New Freedom of Information research from the Association of Radical Midwives and Fund Future Midwives UK campaign reveals one predicted NQM job for every 3.6 final-year midwifery students, and the jobs that do exist are increasingly part-time and precarious.
By Gillian Meldrum · ARM Steering Group, supporting Fund Future Midwives UK
The story we keep hearing about midwifery is one of crisis: services dangerously understaffed, midwives leaving, women and birthing people receiving care from a workforce stretched past breaking point. So why, at the end of three years of training, are so many newly qualified midwives, the very people the NHS desperately needs, finding there are no jobs for them to interview for?
I wanted to know how bad the gap really is, and whether the picture being painted in the press matched what was happening on the ground throughout the country. So on behalf of ARM, and in support of the Fund Future Midwives UK, I submitted Freedom of Information requests to NHS trusts and health boards across England and Wales.
We now have responses from 60 organisations, covering 1,586 final-year student midwives due to qualify in summer 2026, more than half of the estimated English cohort.
What the responses show, I’m afraid, is a workforce planning failure hiding in plain sight.

The headline gap
Of the 60 trusts that responded, 25 told us they were unable to predict how many newly qualified midwife (NQM) posts they expected to have available between September and December 2026. The 35 trusts that could give us a number reported a combined 848 final-year students placed with them and just 229.22 predicted vacancies between them.
That works out at one predicted NQM job for every 3.6 students. A vacancy rate equivalent to 27% of student numbers. Two trusts, Gateshead and Morecambe Bay, reported predicted vacancies equal to or greater than their student numbers, but they are very much the exceptions.
For most students, the picture is one of deep uncertainty about whether the job they have trained for will actually exist when they qualify.

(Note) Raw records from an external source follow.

PR #3092, opened 2024-08-08
ICU-22898 MF2: fix various parser bugs and add more tests

catamorphism:
##### Checklist

- [x] Required: Issue filed: https://unicode-org.atlassian.net/browse/ICU-22898

### DIFF
--- a/icu4j/main/core/src/main/java/com/ibm/icu/message2/MFParser.java
+++ b/icu4j/main/core/src/main/java/com/ibm/icu/message2/MFParser.java
@@ -613,10 +613,8 @@ public class MFParser {
             }
             keys.add(key);
         }
-        // Only want to skip whitespace if we parsed at least one key
-        if (!keys.isEmpty()) {
-            skipOptionalWhitespaces();
-        }
+        // Trailing whitespace is allowed after the message
+        skipOptionalWhitespaces();
         if (input.atEnd()) {
             checkCondition(
                     keys.isEmpty(), "After selector keys it is mandatory to have a pattern.");
--- a/icu4c/source/i18n/messageformat2_parser.cpp
+++ b/icu4c/source/i18n/messageformat2_parser.cpp
@@ -24,21 +24,22 @@ using namespace data_model;
     The `ERROR()` macro sets a syntax error in the context
     and sets the offset in `parseError` to `index`. It does not alter control flow.
 */
-#define ERROR(parseError, errorCode, index)                                                             \
+#define ERROR(errorCode)                                                                                \
     if (!errors.hasSyntaxError()) {                                                                     \
         setParseError(parseError, index);                                                               \
         errors.addSyntaxError(errorCode);                                                               \
     }
 
-// Returns true iff `index` is a valid index for the string `source`
-static bool inBounds(const UnicodeString &source, uint32_t index) {
-    return static_cast<int32_t>(index) < source.length();
-}
+#define ERROR_AT(errorCode, i)                                                                          \
+    if (!errors.hasSyntaxError()) {                                                                     \
+        setParseError(parseError, i);                                                                   \
+        errors.addSyntaxError(errorCode);                                                               \
+    }
 
 // Increments the line number and updates the "characters seen before
-// current line" count in `parseError`, iff `source[index]` is a newline
+// current line" count in `parseError`, iff `peek()` is a newline
 void Parser::maybeAdvanceLine() {
-    if (source[index] == LF) {
+    if (peek() == LF) {
         parseError.line++;
         // add 1 to index to get the number of characters seen so far
         // (including the newline)
@@ -50,10 +51,15 @@ void Parser::maybeAdvanceLine() {
     Signals an error and returns either if `parseError` already denotes an
     error, or `index` is out of bounds for the string `source`
 */
-#define CHECK_BOUNDS(source, index, parseError, errorCode)                                              \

What happened last year is no comfort
Because so many trusts couldn’t provide any information on predicted future vacancies, we also asked what they had actually recruited to since September 2025. This seemed a reasonable proxy for what students entering the jobs market this summer might expect, if the provisions of the ‘Graduate Guarantee’ of last year are replicated.
Fifty-nine trusts (covering 1,559 students) gave us this information. Between them, they recruited 1,118.7 NQMs since September 2025, equivalent to 72% of the current final year intake.
In other words: even with the ‘Graduate Guarantee’ in place, more than one in four newly qualified midwives did not find an NHS post in the trust where they trained (reflecting similar findings to the RCM Survey). The predicted picture for this autumn looks worse, not better.

Photo by Max Tcvetkov on Unsplash
And the jobs that do exist are increasingly precarious
The numbers above only tell half the story. The jobs being offered are not the jobs students are training for.
- 29% of the NQM posts recruited last year were short-term contracts. Twenty-nine percent of trusts offered at least some short-term posts, and in 9 trusts at least half of all NQM recruitment was on short-term terms.
- Two trusts told us all of their NQMs had been placed on fixed one-year contracts, including one trust where every final-year student was offered a contract, but only for twelve months.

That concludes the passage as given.